WHAT TO WORK ON: In the records below, find the line with "Example invocation that" and the line with "convention. With the"; return exactly those lines and every line between them.

────────────────────

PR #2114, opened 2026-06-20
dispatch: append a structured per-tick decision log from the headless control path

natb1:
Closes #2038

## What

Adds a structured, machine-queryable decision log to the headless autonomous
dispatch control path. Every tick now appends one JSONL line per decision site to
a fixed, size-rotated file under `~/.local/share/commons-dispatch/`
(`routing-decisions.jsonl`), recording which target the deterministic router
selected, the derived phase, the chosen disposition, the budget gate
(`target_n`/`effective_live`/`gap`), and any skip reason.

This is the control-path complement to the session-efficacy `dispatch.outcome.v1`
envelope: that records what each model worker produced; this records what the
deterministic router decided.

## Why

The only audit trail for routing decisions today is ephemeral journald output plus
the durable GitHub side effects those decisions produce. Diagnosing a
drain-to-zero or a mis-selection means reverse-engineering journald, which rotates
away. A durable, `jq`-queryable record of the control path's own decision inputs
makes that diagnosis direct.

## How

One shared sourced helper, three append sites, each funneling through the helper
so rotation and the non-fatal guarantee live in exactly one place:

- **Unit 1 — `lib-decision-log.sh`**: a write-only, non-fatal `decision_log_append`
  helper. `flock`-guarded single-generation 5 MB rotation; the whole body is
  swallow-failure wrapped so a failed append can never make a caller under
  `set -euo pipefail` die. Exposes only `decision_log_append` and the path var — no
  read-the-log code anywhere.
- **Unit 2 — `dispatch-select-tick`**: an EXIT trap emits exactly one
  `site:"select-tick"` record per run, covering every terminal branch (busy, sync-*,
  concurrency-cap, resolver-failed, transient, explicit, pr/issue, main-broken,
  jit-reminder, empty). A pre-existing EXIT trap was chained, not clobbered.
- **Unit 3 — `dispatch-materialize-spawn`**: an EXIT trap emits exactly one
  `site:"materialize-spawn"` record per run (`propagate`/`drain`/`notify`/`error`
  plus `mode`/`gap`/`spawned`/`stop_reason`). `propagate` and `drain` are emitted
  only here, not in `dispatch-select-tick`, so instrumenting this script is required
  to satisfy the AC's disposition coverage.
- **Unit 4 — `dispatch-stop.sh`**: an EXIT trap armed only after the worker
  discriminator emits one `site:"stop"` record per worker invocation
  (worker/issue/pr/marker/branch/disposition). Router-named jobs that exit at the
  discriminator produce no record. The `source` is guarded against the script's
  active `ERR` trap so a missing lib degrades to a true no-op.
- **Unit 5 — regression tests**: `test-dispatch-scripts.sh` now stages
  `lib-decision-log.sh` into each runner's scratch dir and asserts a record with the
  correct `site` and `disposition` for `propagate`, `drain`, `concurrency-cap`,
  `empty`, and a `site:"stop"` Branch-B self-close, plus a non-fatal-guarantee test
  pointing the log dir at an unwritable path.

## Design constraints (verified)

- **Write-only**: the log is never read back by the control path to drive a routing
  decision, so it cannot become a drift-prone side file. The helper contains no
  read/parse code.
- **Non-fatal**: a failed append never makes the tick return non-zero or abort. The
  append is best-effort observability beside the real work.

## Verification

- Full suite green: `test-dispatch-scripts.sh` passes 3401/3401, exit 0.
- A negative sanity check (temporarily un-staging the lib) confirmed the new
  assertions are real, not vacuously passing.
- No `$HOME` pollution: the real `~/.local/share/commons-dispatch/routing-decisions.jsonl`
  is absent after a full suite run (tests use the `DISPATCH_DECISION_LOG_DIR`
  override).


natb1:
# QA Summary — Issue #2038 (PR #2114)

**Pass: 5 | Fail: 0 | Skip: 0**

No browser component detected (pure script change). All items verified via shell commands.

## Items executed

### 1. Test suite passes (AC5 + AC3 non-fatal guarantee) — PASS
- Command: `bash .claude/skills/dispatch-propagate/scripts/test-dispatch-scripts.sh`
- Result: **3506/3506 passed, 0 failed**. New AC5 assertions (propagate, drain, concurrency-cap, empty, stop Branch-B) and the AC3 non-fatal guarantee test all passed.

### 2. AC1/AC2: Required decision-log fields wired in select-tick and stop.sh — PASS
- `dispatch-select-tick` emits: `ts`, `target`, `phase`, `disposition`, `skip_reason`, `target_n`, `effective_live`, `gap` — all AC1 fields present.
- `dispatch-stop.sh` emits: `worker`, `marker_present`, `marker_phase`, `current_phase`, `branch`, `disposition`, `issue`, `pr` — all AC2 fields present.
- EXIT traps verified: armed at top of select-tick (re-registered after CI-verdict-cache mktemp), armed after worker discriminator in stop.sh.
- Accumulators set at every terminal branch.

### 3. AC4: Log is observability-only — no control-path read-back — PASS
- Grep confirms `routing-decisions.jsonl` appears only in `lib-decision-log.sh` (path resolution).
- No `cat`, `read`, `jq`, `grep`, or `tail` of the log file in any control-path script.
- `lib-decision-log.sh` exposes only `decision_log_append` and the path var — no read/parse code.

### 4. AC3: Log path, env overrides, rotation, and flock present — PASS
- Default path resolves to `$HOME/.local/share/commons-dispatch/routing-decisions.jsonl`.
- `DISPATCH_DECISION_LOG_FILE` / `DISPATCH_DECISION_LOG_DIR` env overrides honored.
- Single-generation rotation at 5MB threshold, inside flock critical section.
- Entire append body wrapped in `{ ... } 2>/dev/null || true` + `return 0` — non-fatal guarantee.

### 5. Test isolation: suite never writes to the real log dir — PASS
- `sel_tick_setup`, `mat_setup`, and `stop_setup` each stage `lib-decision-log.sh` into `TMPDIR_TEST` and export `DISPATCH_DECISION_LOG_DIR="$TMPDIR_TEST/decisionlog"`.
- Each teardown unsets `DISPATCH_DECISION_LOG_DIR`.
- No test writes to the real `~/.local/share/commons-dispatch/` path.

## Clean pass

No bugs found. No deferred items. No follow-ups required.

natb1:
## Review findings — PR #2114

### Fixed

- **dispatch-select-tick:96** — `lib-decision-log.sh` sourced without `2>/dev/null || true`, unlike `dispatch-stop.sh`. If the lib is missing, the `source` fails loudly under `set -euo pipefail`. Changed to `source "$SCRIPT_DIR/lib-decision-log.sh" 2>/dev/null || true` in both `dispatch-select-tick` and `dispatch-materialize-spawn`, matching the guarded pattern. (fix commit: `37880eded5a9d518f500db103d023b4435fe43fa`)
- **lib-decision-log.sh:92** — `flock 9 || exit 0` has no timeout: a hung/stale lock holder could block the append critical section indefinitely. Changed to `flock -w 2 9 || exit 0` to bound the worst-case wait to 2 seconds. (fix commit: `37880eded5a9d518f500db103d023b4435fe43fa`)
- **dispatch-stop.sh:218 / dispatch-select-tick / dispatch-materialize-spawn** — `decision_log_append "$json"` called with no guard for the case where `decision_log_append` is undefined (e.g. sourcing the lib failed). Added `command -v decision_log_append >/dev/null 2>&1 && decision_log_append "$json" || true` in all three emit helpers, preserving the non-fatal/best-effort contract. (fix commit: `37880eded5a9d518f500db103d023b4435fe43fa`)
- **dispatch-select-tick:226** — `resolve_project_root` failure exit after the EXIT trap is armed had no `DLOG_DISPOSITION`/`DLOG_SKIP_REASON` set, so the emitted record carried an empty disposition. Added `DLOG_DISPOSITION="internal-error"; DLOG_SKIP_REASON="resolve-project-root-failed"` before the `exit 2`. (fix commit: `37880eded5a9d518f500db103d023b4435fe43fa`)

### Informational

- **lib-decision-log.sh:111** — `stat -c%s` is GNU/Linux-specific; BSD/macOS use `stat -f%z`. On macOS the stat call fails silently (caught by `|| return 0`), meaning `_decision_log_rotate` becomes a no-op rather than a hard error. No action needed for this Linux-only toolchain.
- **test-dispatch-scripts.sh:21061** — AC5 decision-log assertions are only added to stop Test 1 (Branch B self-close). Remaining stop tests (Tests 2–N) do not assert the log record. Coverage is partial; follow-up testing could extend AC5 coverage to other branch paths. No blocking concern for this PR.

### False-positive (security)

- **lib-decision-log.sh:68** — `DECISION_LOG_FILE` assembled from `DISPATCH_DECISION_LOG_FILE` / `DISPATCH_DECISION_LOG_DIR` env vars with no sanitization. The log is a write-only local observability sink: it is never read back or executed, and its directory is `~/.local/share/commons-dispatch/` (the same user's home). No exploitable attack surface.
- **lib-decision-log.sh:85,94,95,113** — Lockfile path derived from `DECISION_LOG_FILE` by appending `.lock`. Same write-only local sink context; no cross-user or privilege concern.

────────────────────

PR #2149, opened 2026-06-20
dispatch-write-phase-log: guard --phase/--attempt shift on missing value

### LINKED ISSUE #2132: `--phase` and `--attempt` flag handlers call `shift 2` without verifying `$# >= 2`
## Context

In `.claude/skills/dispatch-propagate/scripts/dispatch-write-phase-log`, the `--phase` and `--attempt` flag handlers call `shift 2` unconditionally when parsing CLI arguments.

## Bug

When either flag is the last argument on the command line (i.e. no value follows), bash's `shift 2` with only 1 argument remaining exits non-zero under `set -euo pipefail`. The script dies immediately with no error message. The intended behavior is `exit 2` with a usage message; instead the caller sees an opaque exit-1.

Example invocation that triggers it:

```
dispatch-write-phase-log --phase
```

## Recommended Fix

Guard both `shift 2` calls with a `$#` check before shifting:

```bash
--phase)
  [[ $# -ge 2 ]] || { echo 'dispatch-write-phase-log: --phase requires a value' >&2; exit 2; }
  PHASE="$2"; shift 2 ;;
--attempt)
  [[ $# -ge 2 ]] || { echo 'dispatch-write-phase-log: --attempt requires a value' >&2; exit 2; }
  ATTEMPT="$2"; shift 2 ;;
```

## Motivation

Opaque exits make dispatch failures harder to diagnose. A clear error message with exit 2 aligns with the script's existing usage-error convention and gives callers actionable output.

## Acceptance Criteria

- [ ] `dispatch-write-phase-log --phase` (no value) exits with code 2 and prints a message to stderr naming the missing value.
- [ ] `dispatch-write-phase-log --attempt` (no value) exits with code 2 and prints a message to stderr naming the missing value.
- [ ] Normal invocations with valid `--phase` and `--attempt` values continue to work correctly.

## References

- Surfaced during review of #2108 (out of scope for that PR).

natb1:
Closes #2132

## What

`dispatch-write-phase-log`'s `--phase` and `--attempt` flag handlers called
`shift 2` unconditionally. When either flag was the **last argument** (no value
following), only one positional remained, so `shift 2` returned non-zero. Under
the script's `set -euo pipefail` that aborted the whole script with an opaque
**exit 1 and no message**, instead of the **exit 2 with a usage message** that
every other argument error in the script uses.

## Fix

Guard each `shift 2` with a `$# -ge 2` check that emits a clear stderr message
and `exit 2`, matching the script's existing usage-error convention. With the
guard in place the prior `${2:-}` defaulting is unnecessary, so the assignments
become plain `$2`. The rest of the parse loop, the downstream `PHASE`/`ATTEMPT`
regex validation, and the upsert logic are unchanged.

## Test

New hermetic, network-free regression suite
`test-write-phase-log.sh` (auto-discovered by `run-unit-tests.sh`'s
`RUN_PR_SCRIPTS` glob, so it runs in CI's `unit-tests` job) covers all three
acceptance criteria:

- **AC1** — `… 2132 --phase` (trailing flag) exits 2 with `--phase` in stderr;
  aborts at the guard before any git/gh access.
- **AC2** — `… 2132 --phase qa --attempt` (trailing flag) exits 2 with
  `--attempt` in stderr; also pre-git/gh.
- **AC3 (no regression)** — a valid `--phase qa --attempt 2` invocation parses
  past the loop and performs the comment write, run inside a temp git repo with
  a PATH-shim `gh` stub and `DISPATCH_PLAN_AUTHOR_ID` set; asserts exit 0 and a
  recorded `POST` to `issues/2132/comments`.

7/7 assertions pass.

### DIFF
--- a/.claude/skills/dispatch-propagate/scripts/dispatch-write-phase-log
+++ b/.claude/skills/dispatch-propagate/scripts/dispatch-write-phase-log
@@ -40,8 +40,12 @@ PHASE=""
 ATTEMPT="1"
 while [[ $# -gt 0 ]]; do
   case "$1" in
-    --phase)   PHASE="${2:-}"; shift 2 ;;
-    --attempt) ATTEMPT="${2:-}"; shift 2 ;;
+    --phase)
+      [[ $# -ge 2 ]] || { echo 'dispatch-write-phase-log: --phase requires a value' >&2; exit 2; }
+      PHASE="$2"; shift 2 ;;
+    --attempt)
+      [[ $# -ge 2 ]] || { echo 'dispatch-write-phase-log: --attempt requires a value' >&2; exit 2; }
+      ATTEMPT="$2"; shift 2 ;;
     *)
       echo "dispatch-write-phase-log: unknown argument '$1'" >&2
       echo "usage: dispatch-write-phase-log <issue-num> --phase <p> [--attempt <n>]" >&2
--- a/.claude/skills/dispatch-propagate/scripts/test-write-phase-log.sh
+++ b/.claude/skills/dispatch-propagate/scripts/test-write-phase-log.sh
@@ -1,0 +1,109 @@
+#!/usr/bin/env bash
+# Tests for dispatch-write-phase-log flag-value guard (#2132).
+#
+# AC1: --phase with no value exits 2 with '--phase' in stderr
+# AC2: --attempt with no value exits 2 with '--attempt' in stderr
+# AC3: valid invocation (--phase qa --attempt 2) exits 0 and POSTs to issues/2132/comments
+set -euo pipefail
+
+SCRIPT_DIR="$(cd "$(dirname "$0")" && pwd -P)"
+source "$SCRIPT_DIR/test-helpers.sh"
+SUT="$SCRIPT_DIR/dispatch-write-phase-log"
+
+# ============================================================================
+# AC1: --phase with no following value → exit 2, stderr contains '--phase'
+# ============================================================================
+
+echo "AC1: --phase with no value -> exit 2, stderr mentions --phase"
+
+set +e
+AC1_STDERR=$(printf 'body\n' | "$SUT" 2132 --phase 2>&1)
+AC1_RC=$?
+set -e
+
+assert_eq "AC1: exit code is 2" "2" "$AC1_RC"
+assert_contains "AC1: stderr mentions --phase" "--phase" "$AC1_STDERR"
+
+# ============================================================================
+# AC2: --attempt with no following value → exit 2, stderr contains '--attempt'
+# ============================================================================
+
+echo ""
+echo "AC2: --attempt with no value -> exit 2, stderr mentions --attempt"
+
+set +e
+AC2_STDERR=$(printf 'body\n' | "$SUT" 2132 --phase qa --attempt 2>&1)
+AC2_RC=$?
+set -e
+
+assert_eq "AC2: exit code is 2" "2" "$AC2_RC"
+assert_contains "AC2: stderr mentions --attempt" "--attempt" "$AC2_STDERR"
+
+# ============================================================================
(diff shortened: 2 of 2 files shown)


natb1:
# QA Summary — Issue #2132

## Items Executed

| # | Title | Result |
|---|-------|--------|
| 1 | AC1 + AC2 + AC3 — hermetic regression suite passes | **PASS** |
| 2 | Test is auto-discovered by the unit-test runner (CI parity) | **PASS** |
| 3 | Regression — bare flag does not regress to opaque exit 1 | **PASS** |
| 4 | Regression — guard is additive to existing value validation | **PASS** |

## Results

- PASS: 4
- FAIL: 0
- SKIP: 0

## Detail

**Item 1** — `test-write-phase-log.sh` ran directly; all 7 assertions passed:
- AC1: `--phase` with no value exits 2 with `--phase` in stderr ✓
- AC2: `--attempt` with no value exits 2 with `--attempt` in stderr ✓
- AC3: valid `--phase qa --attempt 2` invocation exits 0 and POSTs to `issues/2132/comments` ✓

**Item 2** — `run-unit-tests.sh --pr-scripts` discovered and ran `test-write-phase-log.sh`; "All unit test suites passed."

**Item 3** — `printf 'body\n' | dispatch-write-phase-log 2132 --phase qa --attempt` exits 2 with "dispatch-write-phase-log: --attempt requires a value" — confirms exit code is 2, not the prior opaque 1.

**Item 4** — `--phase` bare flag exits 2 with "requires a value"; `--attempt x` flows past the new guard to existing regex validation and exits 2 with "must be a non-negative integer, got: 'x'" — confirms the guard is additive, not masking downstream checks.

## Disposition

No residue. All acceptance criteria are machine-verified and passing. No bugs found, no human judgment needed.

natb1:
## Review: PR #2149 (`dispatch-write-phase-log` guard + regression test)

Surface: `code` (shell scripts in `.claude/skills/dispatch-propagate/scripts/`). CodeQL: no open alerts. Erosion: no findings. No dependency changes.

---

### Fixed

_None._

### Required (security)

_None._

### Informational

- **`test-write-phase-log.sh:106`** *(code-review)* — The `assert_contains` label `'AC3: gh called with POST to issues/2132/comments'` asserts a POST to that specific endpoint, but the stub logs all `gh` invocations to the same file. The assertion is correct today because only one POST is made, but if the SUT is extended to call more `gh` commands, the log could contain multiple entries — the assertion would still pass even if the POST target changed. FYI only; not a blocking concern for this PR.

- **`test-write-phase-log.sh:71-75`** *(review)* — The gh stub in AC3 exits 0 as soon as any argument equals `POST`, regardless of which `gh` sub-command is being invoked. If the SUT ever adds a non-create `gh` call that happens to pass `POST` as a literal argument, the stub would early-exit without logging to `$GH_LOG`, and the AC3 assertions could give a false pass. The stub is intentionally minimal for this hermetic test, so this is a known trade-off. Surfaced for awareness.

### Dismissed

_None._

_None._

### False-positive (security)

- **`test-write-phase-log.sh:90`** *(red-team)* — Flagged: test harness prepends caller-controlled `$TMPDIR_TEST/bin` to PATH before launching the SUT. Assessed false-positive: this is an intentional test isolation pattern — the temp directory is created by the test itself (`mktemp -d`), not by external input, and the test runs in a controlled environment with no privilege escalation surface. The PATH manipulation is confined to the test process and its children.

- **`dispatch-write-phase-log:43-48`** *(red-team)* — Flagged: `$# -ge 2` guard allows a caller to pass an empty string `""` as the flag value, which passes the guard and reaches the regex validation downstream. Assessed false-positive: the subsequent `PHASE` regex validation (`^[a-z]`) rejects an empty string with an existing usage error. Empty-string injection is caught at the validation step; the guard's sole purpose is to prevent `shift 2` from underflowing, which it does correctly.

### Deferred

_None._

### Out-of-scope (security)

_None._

────────────────────

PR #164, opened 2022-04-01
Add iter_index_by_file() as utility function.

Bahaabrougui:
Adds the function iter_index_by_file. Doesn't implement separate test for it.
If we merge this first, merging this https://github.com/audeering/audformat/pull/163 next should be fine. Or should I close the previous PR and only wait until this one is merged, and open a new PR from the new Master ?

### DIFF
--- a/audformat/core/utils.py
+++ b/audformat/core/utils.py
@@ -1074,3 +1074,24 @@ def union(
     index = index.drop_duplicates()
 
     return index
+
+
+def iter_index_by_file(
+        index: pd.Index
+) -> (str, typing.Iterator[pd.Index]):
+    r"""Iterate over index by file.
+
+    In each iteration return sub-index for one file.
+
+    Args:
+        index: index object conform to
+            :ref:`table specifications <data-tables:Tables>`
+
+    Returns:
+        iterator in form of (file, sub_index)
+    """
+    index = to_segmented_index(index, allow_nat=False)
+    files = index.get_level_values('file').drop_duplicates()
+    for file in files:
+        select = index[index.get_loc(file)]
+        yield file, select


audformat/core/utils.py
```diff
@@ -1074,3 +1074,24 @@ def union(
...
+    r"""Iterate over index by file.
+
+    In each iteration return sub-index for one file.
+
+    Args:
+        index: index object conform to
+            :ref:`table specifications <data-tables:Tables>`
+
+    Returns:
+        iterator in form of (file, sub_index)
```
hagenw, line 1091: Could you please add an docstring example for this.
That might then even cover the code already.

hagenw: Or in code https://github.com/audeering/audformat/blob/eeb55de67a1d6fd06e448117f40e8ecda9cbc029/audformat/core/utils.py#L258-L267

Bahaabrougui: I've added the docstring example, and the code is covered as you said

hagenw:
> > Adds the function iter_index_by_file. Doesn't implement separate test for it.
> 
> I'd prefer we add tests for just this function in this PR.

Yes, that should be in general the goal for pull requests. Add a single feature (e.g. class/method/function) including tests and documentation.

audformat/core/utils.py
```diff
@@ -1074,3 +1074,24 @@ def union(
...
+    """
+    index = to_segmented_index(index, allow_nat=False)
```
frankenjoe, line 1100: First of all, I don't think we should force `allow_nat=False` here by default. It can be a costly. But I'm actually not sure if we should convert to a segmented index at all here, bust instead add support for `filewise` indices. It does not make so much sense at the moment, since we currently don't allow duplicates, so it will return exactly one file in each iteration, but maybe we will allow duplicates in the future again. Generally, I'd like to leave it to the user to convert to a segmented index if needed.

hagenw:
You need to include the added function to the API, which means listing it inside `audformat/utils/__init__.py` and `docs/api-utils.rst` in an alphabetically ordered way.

────────────────────

OUTPUT BELOW:
Example invocation that triggers it:

```
dispatch-write-phase-log --phase
```

## Recommended Fix

Guard both `shift 2` calls with a `$#` check before shifting:

```bash
--phase)
  [[ $# -ge 2 ]] || { echo 'dispatch-write-phase-log: --phase requires a value' >&2; exit 2; }
  PHASE="$2"; shift 2 ;;
--attempt)
  [[ $# -ge 2 ]] || { echo 'dispatch-write-phase-log: --attempt requires a value' >&2; exit 2; }
  ATTEMPT="$2"; shift 2 ;;
```

## Motivation

Opaque exits make dispatch failures harder to diagnose. A clear error message with exit 2 aligns with the script's existing usage-error convention and gives callers actionable output.

## Acceptance Criteria

- [ ] `dispatch-write-phase-log --phase` (no value) exits with code 2 and prints a message to stderr naming the missing value.
- [ ] `dispatch-write-phase-log --attempt` (no value) exits with code 2 and prints a message to stderr naming the missing value.
- [ ] Normal invocations with valid `--phase` and `--attempt` values continue to work correctly.

## References

- Surfaced during review of #2108 (out of scope for that PR).

natb1:
Closes #2132

## What

`dispatch-write-phase-log`'s `--phase` and `--attempt` flag handlers called
`shift 2` unconditionally. When either flag was the **last argument** (no value
following), only one positional remained, so `shift 2` returned non-zero. Under
the script's `set -euo pipefail` that aborted the whole script with an opaque
**exit 1 and no message**, instead of the **exit 2 with a usage message** that
every other argument error in the script uses.

## Fix

Guard each `shift 2` with a `$# -ge 2` check that emits a clear stderr message
and `exit 2`, matching the script's existing usage-error convention. With the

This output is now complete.